━━━━━ DATA FOR THIS EXERCISE ━━━━━

PR #4180, opened 2020-10-07
Automatically install packages on amazon linux

ksmurakoshi:
When installing on amazon linux, XRT/src/runtime_src/tools/scripts/xrtdeps.sh requires user input (yum install <package>). Fix to allow xrtdeps.sh to install without user input. 

Signed-off-by: Kevin Murakoshi <murakevi@amazon.com>

### DIFF
--- a/src/runtime_src/tools/scripts/xrtdeps.sh
+++ b/src/runtime_src/tools/scripts/xrtdeps.sh
@@ -324,7 +324,7 @@ prep_centos7()
     fi
     echo "Installing cmake3 from EPEL repository..."
     yum install -y cmake3
-    if [ $docker == 0 ]; then 
+    if [ $docker == 0 ]; then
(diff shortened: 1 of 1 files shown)


sonals:
ok to test

stsoe (commented):
@ksmurakoshi Thanks looks good.  If you're from outside of Xilinx, you need "sign-off-by" in your pull request. Please follow the instructions listed here: https://github.com/Xilinx/XRT/blob/master/CONTRIBUTING.rst

ksmurakoshi:
@stsoe I updated my initial pull request. Is that enough? (or do you need me to do something else)?

stsoe:
@ksmurakoshi Can you add signed-off in this PR also?  Maybe update your commit comment with a force push?

stsoe:
Thank you!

━━━━━

ACTION ITEM — Line by line, print the records above exactly as they stand.

OUTPUT FOR THIS TASK —
PR #4180, opened 2020-10-07
Automatically install packages on amazon linux

ksmurakoshi:
When installing on amazon linux, XRT/src/runtime_src/tools/scripts/xrtdeps.sh requires user input (yum install <package>). Fix to allow xrtdeps.sh to install without user input. 

Signed-off-by: Kevin Murakoshi <murakevi@amazon.com>

### DIFF
--- a/src/runtime_src/tools/scripts/xrtdeps.sh
+++ b/src/runtime_src/tools/scripts/xrtdeps.sh
@@ -324,7 +324,7 @@ prep_centos7()
     fi
     echo "Installing cmake3 from EPEL repository..."
     yum install -y cmake3
-    if [ $docker == 0 ]; then 
+    if [ $docker == 0 ]; then
(diff shortened: 1 of 1 files shown)


sonals:
ok to test

stsoe (commented):
@ksmurakoshi Thanks looks good.  If you're from outside of Xilinx, you need "sign-off-by" in your pull request. Please follow the instructions listed here: https://github.com/Xilinx/XRT/blob/master/CONTRIBUTING.rst

ksmurakoshi:
@stsoe I updated my initial pull request. Is that enough? (or do you need me to do something else)?

stsoe:
@ksmurakoshi Can you add signed-off in this PR also?  Maybe update your commit comment with a force push?

stsoe:
Thank you!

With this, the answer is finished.